Your instructions:
Restate word for word the lines of the records below, starting at the line that contains "PR #952, opened 2015-09-17" and ending at the line that contains "class RenderedJobTemplatesCleaner", with both of those lines included and nothing else.

Dataset entries
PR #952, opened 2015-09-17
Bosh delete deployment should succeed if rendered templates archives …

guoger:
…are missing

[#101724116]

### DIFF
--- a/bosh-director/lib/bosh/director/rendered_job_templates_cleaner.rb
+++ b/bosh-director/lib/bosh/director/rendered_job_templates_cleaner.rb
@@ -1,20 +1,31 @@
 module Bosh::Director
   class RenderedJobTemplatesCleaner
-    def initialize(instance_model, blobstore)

==

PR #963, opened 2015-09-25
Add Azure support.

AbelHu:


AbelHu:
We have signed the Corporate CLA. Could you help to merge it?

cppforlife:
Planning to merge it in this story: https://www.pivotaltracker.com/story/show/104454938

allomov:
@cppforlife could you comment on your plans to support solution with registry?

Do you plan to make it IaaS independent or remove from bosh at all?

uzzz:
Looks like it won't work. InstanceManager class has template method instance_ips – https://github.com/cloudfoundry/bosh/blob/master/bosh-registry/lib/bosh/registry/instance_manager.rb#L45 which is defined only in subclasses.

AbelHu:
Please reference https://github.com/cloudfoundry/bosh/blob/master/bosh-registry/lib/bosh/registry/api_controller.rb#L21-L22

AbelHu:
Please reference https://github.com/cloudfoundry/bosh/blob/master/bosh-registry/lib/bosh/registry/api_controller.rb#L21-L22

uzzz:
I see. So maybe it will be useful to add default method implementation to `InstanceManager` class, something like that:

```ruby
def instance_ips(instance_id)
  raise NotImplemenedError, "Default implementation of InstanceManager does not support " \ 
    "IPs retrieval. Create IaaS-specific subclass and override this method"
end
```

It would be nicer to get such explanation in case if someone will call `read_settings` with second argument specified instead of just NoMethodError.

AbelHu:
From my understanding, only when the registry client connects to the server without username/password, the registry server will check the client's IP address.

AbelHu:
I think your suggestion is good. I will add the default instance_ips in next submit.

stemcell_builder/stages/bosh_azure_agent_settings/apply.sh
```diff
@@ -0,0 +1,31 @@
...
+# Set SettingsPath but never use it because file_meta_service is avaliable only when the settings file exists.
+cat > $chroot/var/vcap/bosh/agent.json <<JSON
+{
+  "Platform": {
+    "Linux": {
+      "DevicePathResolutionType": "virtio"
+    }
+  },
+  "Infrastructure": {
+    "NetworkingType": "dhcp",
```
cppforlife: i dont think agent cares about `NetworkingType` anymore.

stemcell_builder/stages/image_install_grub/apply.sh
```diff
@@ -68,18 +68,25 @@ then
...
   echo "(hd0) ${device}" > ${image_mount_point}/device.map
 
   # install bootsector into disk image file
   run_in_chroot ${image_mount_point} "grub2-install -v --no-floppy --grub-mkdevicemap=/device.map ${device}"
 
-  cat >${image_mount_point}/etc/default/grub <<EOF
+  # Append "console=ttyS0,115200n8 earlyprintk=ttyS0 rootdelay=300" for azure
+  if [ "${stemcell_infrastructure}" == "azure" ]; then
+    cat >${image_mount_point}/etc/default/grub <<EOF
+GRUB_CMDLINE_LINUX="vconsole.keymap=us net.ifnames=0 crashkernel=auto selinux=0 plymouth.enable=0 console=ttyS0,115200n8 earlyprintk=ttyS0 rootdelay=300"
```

---

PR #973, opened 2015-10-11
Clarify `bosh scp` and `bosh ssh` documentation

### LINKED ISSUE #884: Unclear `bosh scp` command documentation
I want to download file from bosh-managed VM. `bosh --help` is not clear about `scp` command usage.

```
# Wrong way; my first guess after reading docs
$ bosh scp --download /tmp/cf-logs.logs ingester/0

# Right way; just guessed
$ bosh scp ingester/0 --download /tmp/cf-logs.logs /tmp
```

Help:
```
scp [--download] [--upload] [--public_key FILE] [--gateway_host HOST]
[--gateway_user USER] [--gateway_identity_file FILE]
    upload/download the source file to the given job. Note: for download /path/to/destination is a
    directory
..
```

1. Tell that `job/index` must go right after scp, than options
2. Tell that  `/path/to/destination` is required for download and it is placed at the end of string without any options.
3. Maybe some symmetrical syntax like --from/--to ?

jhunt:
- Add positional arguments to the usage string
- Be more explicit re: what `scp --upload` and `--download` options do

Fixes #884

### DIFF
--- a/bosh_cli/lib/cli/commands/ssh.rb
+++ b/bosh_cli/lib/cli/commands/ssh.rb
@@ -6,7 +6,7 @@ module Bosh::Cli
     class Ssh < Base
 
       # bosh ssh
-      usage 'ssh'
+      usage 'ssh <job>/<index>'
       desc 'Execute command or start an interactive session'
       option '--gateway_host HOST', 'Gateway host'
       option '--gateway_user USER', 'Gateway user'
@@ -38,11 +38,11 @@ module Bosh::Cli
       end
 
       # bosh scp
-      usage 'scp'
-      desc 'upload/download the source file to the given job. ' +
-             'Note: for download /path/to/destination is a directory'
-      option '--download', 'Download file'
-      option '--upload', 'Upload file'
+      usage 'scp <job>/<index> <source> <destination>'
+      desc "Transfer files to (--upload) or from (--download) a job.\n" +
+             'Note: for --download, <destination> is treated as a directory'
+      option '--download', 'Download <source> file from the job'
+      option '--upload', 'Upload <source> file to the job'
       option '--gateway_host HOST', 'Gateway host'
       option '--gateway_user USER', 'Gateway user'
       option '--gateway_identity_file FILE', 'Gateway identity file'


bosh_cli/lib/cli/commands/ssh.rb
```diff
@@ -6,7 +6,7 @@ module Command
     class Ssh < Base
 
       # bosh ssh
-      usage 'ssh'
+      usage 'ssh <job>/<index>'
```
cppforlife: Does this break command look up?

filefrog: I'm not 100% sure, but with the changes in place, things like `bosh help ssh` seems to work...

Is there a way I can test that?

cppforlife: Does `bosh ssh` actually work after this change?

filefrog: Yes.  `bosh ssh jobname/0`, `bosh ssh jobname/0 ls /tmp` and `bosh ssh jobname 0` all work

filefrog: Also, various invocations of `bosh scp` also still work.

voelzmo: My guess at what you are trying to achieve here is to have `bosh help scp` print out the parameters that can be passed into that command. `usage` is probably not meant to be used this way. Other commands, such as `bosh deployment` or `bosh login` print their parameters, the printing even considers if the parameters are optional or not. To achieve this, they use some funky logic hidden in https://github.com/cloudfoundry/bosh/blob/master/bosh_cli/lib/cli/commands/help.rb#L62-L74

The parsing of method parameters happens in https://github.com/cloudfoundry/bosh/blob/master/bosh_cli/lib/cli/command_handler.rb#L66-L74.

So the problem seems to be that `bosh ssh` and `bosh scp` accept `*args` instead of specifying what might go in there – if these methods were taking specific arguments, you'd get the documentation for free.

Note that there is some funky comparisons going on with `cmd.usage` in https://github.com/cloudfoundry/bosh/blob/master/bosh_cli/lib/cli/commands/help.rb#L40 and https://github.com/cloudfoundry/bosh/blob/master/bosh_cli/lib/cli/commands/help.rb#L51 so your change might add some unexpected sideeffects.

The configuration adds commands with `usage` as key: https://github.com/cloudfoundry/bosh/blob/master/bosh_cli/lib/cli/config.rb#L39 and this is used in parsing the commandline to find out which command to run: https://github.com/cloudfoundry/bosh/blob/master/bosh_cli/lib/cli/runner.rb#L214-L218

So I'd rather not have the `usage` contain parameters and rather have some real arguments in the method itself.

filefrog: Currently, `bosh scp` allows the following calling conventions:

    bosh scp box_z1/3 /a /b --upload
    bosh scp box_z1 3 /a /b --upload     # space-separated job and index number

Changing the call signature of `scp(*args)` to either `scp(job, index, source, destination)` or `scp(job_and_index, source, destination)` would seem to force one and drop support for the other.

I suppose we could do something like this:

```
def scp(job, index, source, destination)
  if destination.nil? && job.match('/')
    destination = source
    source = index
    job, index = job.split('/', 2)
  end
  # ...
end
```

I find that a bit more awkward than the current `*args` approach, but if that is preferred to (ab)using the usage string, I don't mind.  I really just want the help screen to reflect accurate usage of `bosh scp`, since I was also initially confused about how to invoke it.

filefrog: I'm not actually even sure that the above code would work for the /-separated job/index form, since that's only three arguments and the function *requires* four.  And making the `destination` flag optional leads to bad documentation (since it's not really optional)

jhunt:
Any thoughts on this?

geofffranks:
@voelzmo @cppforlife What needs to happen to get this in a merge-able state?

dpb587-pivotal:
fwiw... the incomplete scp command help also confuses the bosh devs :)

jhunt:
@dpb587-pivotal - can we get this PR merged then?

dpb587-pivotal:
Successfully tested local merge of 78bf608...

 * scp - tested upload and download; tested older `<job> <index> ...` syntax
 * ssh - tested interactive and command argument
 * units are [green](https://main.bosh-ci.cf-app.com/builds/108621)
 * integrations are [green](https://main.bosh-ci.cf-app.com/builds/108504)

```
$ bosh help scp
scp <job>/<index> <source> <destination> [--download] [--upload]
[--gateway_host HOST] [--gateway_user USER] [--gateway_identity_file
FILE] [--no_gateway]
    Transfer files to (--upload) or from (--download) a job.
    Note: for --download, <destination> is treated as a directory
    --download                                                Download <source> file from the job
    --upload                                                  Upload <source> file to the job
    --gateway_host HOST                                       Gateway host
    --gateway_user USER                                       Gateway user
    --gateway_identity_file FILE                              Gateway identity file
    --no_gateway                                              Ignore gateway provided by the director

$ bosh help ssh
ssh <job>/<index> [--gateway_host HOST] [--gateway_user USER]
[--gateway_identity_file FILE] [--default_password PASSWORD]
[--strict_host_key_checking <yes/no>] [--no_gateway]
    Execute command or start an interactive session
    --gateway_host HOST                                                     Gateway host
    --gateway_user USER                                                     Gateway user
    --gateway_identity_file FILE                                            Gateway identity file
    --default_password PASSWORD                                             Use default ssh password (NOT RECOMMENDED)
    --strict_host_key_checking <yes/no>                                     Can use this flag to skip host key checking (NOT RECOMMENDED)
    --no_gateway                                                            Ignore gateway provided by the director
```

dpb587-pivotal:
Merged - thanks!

Solution to the exercise:
PR #952, opened 2015-09-17
Bosh delete deployment should succeed if rendered templates archives …

guoger:
…are missing

[#101724116]

### DIFF
--- a/bosh-director/lib/bosh/director/rendered_job_templates_cleaner.rb
+++ b/bosh-director/lib/bosh/director/rendered_job_templates_cleaner.rb
@@ -1,20 +1,31 @@
 module Bosh::Director
   class RenderedJobTemplatesCleaner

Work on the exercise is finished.